The average household size was 2.36 and the average family size was 2.92.

The age distribution was 9.8% of residents who were under the age of 18, 13.6% from 18 to 24, 46.0% from 25 to 44, 18.4% from 45 to 64, and 12.2% 65 or older. The median age was 36 years.

For every one hundred females, there were 275.1 males.
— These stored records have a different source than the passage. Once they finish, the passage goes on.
PR #618, opened 2025-12-22
SHA3 cleanup before adding SHAKE

### LINKED ISSUE #542: Builds with accelerated SHA3 still include the built-in implementation

gilles-peskine-arm:
* Fix mix-up of compile-time guards: since TF-PSA-Crypto 1.0, we were using `PSA_WANT` instead of `MBEDTLS_PSA_BUILTIN` in `sha3.c`. Fixes https://github.com/Mbed-TLS/TF-PSA-Crypto/issues/542.
* Split `test_suite_shax` into separate suites for each of `sha1.c`, `sha256.c`, `sha512.c` and `sha3.c`. They're unrelated except thematically.
* Split `test_suite_sha3.data` which was really long.
* Simplify test case and test function dependencies.

This is in preparation for adding SHAKE.

Needs preceding PR:

* [x] https://github.com/Mbed-TLS/mbedtls/pull/10548 to fix a CI failure due to bringing back the former option `MBEDTLS_SHA3_C` as an internal macro.
* [x] https://github.com/Mbed-TLS/mbedtls/pull/10554 to prepare for the SHA3 changes (mix-up of compile-time guards in `selftest.c`, move `component_test_sha3_variations`)
* [x] https://github.com/Mbed-TLS/mbedtls/pull/10556 to update references to `test_suite_shax` in TLS's `analyze_outcomes.py`

## PR checklist

- [x] **changelog** provided
- [ ] **mbedtls 3.6 PR** no bug of compile-time guards, but we should probably split the test suites in the same way
- **tests**  provided


drivers/builtin/include/mbedtls/private/crypto_adjust_config_tweak_builtins.h
```diff
@@ -30,6 +30,14 @@
  */
 #define MBEDTLS_USE_PSA_CRYPTO
 
+/* Whether any Keccak variant is enabled, i.e. the bulk of sha3.c. */
```
mpg, line 33: Hmm, I would have put this block in `enable_builtins.h`, because that's what we are doing: enabling a built-in module. Also, that's where all the other `MBEDTLS_SHAxxx_C` are defined, so why handle SHA3 differently?

tests/suites/test_suite_sha1.function
```diff
@@ -2,7 +2,11 @@
 #include "mbedtls/private/sha1.h"
 /* END_HEADER */
 
-/* BEGIN_CASE depends_on:MBEDTLS_SHA1_C */
+/* BEGIN_DEPENDENCIES
+ * depends_on:MBEDTLS_SHA1_C
+ * END_DEPENDENCIES */
+
+/* BEGIN_CASE depends_on */
```
mpg: Note: I didn't know this was valid syntax. I usually write this as `/* BEGIN_CASE */`. (Just thinking out loud, I'm happy if the CI is happy.)

tests/scripts/components-configuration-tuning.sh
```diff
@@ -0,0 +1,47 @@
...
+# Copyright The Mbed TLS Contributors
+# SPDX-License-Identifier: Apache-2.0 OR GPL-2.0-or-later
+
+# This file contains test components that are executed by all.sh
+
+################################################################
+#### Configuration Testing - Optimization tuning
+################################################################
+
+## test_sha3_variation NAME THETA PI CHI RHO
```
mpg: Minor: the comment should probably mention that the caller needs to set `targets` appropriately. Alternatively, just set it in this function in order to make it more self-contained. (Yes, that means globbing will be repeated, but I don't think we care, compared to a full build.)

tests/scripts/components-configuration-tuning.sh
```diff
@@ -0,0 +1,47 @@
...
+#define MBEDTLS_PSA_BUILTIN_ALG_SHA3_256 1
+#define MBEDTLS_PSA_BUILTIN_ALG_SHA3_384 1
+#define MBEDTLS_PSA_BUILTIN_ALG_SHA3_512 1
+#define MBEDTLS_SHA3_THETA_UNROLL $2
+#define MBEDTLS_SHA3_PI_UNROLL $3
+#define MBEDTLS_SHA3_CHI_UNROLL $4
+#define MBEDTLS_SHA3_RHO_UNROLL $5
+EOF
+
+    cmake -D CMAKE_BUILD_TYPE:String=Release -D TF_PSA_CRYPTO_CONFIG_FILE="$MBEDTLS_TEST_CONFIGURATION.h" "$TF_PSA_CRYPTO_ROOT_DIR"
```
mpg, line 35: Readability: are we confident / is it obvious to everyone in the team that we can change cmake variables when re-invoking it in an existing build dir? Otherwise, we may want to remove it first.

mpg (dismissed):
Looks good to me, just a few minor points/questions.

tests/scripts/components-configuration-tuning.sh
mpg: Or perhaps just add a comment.

tests/suites/test_suite_sha1.function
gilles-peskine-arm: I didn't know this was valid either. I just removed `:MBEDTLS_SHA1_C` from individual functions when it became a file dependency, and didn't realize that `depends_on` was left alone!

tests/scripts/components-configuration-tuning.sh
gilles-peskine-arm: I'm not a CMake expert by any means, and it's not a problem for me. Re-running `cmake` is how you reconfigure a build directory. So I don't think this warrants any special attention.

drivers/builtin/include/mbedtls/private/crypto_adjust_config_tweak_builtins.h
gilles-peskine-arm: The split between `enable_builtins.h` and `tweak_builtins.h` is recent and I don't think it has reached its final form. I can see three kinds of things:

* If `PSA_WANT_xxx` and not `MBEDTLS_PSA_ACCEL_xxx` then enable `MBEDTLS_PSA_BUILTIN_xxx`. That's the documented goal of `enable_builtins.h`.
* Given that some built-in feature is requested, which we know because `MBEDTLS_PSA_BUILTIN_xxx` is enabled, activate its constituent parts. This is mostly done in `enable_builtins.h` right now, but arguably it doesn't fit the description of that file (“Activate built-in implementations” is done as soon as `MBEDTLS_PSA_BUILTIN_xxx` is defined), whereas it mostly fits the description of `tweak_builtins.h` (“Also define some internal symbols that are derived from public ones” — `MBEDTLS_PSA_BUILTIN_xxx` isn't public but it's derived from public symbols following a general rule rather than some ad hoc definitions).
* Some built-in feature needs another built-in feature to work, e.g. the various cipher things that require `MBEDTLS_CIPHER_C`. That's the ostensible purpose of `tweak_builtins.h` both by looking at its content and by reading its description.

I think `MBEDTLS_SHA3_C` is closer to `MBEDTLS_CIPHER_C` since it's common not only to multiple SHA3 sizes, but also (in the next PR after this one) to SHAKE. That's why I put it in `tweak_builtins.h`. Arguably we should rename `sha3.c` to `keccak.c`, and it could be in scope for a “SHA3 cleanup”?

But I also see the value of consistency with other hashes, so I could go either way.

Maybe we should have three headers and not two but I don't want to go that far here, I'd prefer to stick to sha3.

mpg: Ok, let's not sweat it, and keep the code as it is, as there are argument both ways.

mpg (approved):
LGTM, thanks!

valeriosetti (approved):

For every one hundred females who were aged eighteen or older, there were 314.2 males.

The median household income was $32,979 and the median family income was $39,114. Males had a median income of $17,102 compared with that of $19,511 for females.

The per capita income for the township was $15,212.

Approximately 3.3% of families and 5.2% of the population were living below the poverty line, including 6.4% of those who were under the age of eighteen and 5.3% of those who were aged sixty-five or older.

Historical population
| Census | Pop. | Note | %± |
| 2010 | 2,872 |  | — |
| 2020 | 2,786 |  | −3.0% |
| 2021 (est.) | 2,785 |  | 0.0% |
U.S. Decennial Census

===Media===
Locally owned WMBT-AM 1530, with studios and transmitter in Shenandoah Heights, Pennsylvania, served the community from 1963 to 2003.

==Notable person==
- Timothy Krajcir, serial killer

==Education==
It is in the Shenandoah Valley School District.